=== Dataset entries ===
PR #2817, opened 2026-08-20
fix(ext): the Fleet panel no longer buries idle-but-unfinished work below running work (RUSH-2838)

muqsitnawaz:
**Bug fix — the AGI EXT Fleet panel stops burying idle-but-unfinished work below running work.** Three ranking sites violated the invariant in the root `AGENTS.md`; each had a passing test pinning the wrong behaviour as correct. Ticket: RUSH-2838.

## What the user sees

Fleet panel ordering, before and after

The picture above is the **real output of the changed functions** — `partitionFloorAgents`, `sortAgents`, `sortSessions` run over the same 7-session fleet before and after — not a mockup. Concretely:

| Surface | Before | After |
|---|---|---|
| Fleet feed sections | `NEEDS YOU` → `RUNNING · 5` (idle rows mixed in among the running ones, no idle section exists) → `DONE TODAY` | `NEEDS YOU` → **`IDLE · 3`** → `RUNNING · 2` → `DONE TODAY` |
| Fleet `Sort: Needs you` | `waiting, failed, stalled, running, done, idle` — idle dead last, *below* `done` | `waiting, failed, stalled, idle, running, done` |
| Sessions `Sort: Status` | `orph, wait, run-a, run-b, idle-a, idle-b, done` — idle rows 5–6, below both running rows | `orph, wait, idle-a, idle-b, run-a, run-b, done` |

## The invariant being restored

Root [`AGENTS.md` §Purpose](https://github.com/phnx-labs/agi-cli/blob/main/AGENTS.md):

> Idle-but-unfinished work is the **highest-risk** state, not the lowest, because it is the most likely to be silently abandoned with no progress ever made. So any status or attention surface … surfaces not-progressing work **first** … it never buries idle work below running work. `done` is a distinct terminal state from `idle`.

## The three sites

| # | Site | Was | Now |
|---|---|---|---|
| 1 | `floorModel.ts` `PHASE_RANK` (was `:475-482`) | `running:3, done:4, idle:5` — idle ranked below `done` | `stalled:2, idle:3, running:4, done:5` |
| 2 | `floorModel.ts` `partitionFloorAgents` (was `:551-565`) | `else active.push(agent)` — idle in the same bucket as running, undifferentiated, contradicting its own docstring at `:228-234` (*"Idle-but-unfinished work is the highest-abandonment risk, so it surfaces ABOVE running rather than below it"*) | a fourth `idle` bucket, ordered above `active`; `UnifiedAgentsPane.tsx` renders it as an `IDLE` section above `RUNNING` |
| 3 | `sessionsModel.ts` `STATUS_RANK` (was `:71-79`) | a second hand-maintained rank table (`running:2, stalled:2, idle:3, failed:4`) that had drifted into the **opposite** order from `BAND_ORDER` fifty lines below it in the same file (`:131-134`) — so the default `Group: state` grouping was right while `Sort: Status` was wrong | table deleted; `statusRank` returns `0` for reconnect and `PHASE_RANK[phase] + 1` otherwise, so the sort and the band grouping are two views of one ranking and cannot disagree again |

**No new field was invented.** The codebase already distinguishes finished-idle from abandoned-idle: `derivePhase` (`floorModel.ts:604-620`) maps `status: 'completed'` → `'done'` and only a stopped / dead-process agent → `'idle'`. So every agent reaching the `idle` bucket is unfinished by construction — exactly the `done`-vs-`idle` split the root `AGENTS.md` asserts. A new test pins that (`floorModel.test.ts`, `idle-but-unfinished outranks running, and done is terminal below both`).

## Verified by mutation, not by green

Each ranking was broken back to its old order and the rewritten tests were confirmed to **fail**. Real output:

```
===== MUTATION 1: PHASE_RANK back to the old order (idle last, below done) =====
(fail) sortAgents > 'needs' orders by PHASE_RANK (waiting < failed < stalled < idle < running < done)
(fail) sortAgents > idle-but-unfinished outranks running, and done is terminal below both
(fail) sortSessions — recency vs creation are distinct > status never buries idle below running, and done is terminal
(fail) sortSessions — recency vs creation are distinct > status puts every stopped phase above running, most acute first
(fail) sortSessions — recency vs creation are distinct > the status sort agrees with the band grouping it sits next to
 128 pass
 5 fail

===== MUTATION 2: partitionFloorAgents drops the idle bucket (idle back into 'active') =====
(fail) floor visibility and section counts > every rendered card belongs to exactly one counted section, and idle is its own section above active
 117 pass
 1 fail

===== MUTATION 3: the pane renders IDLE below RUNNING again =====
(fail) wiring guard — infra must stay wired (issue 5 was dead code) > UnifiedAgentsPane renders the IDLE section ABOVE the RUNNING section
 8 pass
 1 fail

===== MUTATION 4: STATUS_RANK back to its own table (running:2, idle:3, failed:4) =====
(fail) sortSessions — recency vs creation are distinct > status never buries idle below running, and done is terminal
(fail) sortSessions — recency vs creation are distinct > status puts every stopped phase above running, most acute first
(fail) sortSessions — recency vs creation are distinct > the status sort agrees with the band grouping it sits next to
 21 pass
 3 fail
```

Each mutation was reverted afterwards; `git status --short` on the source is clean.

## Test run

`bun test` from `apps/ext`:

| | before | after |
|---|---|---|
| pass | 1482 | **1486** |
| fail | 21 | 21 |
| errors | 19 | 19 |
| tests | 1506 | 1510 |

=== Work instructions ===
All records are to be restated exactly, from the first line to the last line.

=== Written reply ===
PR #2817, opened 2026-08-20
fix(ext): the Fleet panel no longer buries idle-but-unfinished work below running work (RUSH-2838)

muqsitnawaz:
**Bug fix — the AGI EXT Fleet panel stops burying idle-but-unfinished work below running work.** Three ranking sites violated the invariant in the root `AGENTS.md`; each had a passing test pinning the wrong behaviour as correct. Ticket: RUSH-2838.

## What the user sees

Fleet panel ordering, before and after

The picture above is the **real output of the changed functions** — `partitionFloorAgents`, `sortAgents`, `sortSessions` run over the same 7-session fleet before and after — not a mockup. Concretely:

| Surface | Before | After |
|---|---|---|
| Fleet feed sections | `NEEDS YOU` → `RUNNING · 5` (idle rows mixed in among the running ones, no idle section exists) → `DONE TODAY` | `NEEDS YOU` → **`IDLE · 3`** → `RUNNING · 2` → `DONE TODAY` |
| Fleet `Sort: Needs you` | `waiting, failed, stalled, running, done, idle` — idle dead last, *below* `done` | `waiting, failed, stalled, idle, running, done` |
| Sessions `Sort: Status` | `orph, wait, run-a, run-b, idle-a, idle-b, done` — idle rows 5–6, below both running rows | `orph, wait, idle-a, idle-b, run-a, run-b, done` |

## The invariant being restored

Root [`AGENTS.md` §Purpose](https://github.com/phnx-labs/agi-cli/blob/main/AGENTS.md):

> Idle-but-unfinished work is the **highest-risk** state, not the lowest, because it is the most likely to be silently abandoned with no progress ever made. So any status or attention surface … surfaces not-progressing work **first** … it never buries idle work below running work. `done` is a distinct terminal state from `idle`.

## The three sites

| # | Site | Was | Now |
|---|---|---|---|
| 1 | `floorModel.ts` `PHASE_RANK` (was `:475-482`) | `running:3, done:4, idle:5` — idle ranked below `done` | `stalled:2, idle:3, running:4, done:5` |
| 2 | `floorModel.ts` `partitionFloorAgents` (was `:551-565`) | `else active.push(agent)` — idle in the same bucket as running, undifferentiated, contradicting its own docstring at `:228-234` (*"Idle-but-unfinished work is the highest-abandonment risk, so it surfaces ABOVE running rather than below it"*) | a fourth `idle` bucket, ordered above `active`; `UnifiedAgentsPane.tsx` renders it as an `IDLE` section above `RUNNING` |
| 3 | `sessionsModel.ts` `STATUS_RANK` (was `:71-79`) | a second hand-maintained rank table (`running:2, stalled:2, idle:3, failed:4`) that had drifted into the **opposite** order from `BAND_ORDER` fifty lines below it in the same file (`:131-134`) — so the default `Group: state` grouping was right while `Sort: Status` was wrong | table deleted; `statusRank` returns `0` for reconnect and `PHASE_RANK[phase] + 1` otherwise, so the sort and the band grouping are two views of one ranking and cannot disagree again |

**No new field was invented.** The codebase already distinguishes finished-idle from abandoned-idle: `derivePhase` (`floorModel.ts:604-620`) maps `status: 'completed'` → `'done'` and only a stopped / dead-process agent → `'idle'`. So every agent reaching the `idle` bucket is unfinished by construction — exactly the `done`-vs-`idle` split the root `AGENTS.md` asserts. A new test pins that (`floorModel.test.ts`, `idle-but-unfinished outranks running, and done is terminal below both`).

## Verified by mutation, not by green

Each ranking was broken back to its old order and the rewritten tests were confirmed to **fail**. Real output:

```
===== MUTATION 1: PHASE_RANK back to the old order (idle last, below done) =====
(fail) sortAgents > 'needs' orders by PHASE_RANK (waiting < failed < stalled < idle < running < done)
(fail) sortAgents > idle-but-unfinished outranks running, and done is terminal below both
(fail) sortSessions — recency vs creation are distinct > status never buries idle below running, and done is terminal
(fail) sortSessions — recency vs creation are distinct > status puts every stopped phase above running, most acute first
(fail) sortSessions — recency vs creation are distinct > the status sort agrees with the band grouping it sits next to
 128 pass
 5 fail

===== MUTATION 2: partitionFloorAgents drops the idle bucket (idle back into 'active') =====
(fail) floor visibility and section counts > every rendered card belongs to exactly one counted section, and idle is its own section above active
 117 pass
 1 fail

===== MUTATION 3: the pane renders IDLE below RUNNING again =====
(fail) wiring guard — infra must stay wired (issue 5 was dead code) > UnifiedAgentsPane renders the IDLE section ABOVE the RUNNING section
 8 pass
 1 fail

===== MUTATION 4: STATUS_RANK back to its own table (running:2, idle:3, failed:4) =====
(fail) sortSessions — recency vs creation are distinct > status never buries idle below running, and done is terminal
(fail) sortSessions — recency vs creation are distinct > status puts every stopped phase above running, most acute first
(fail) sortSessions — recency vs creation are distinct > the status sort agrees with the band grouping it sits next to
 21 pass
 3 fail
```

Each mutation was reverted afterwards; `git status --short` on the source is clean.

## Test run

`bun test` from `apps/ext`:

| | before | after |
|---|---|---|
| pass | 1482 | **1486** |
| fail | 21 | 21 |
| errors | 19 | 19 |
| tests | 1506 | 1510 |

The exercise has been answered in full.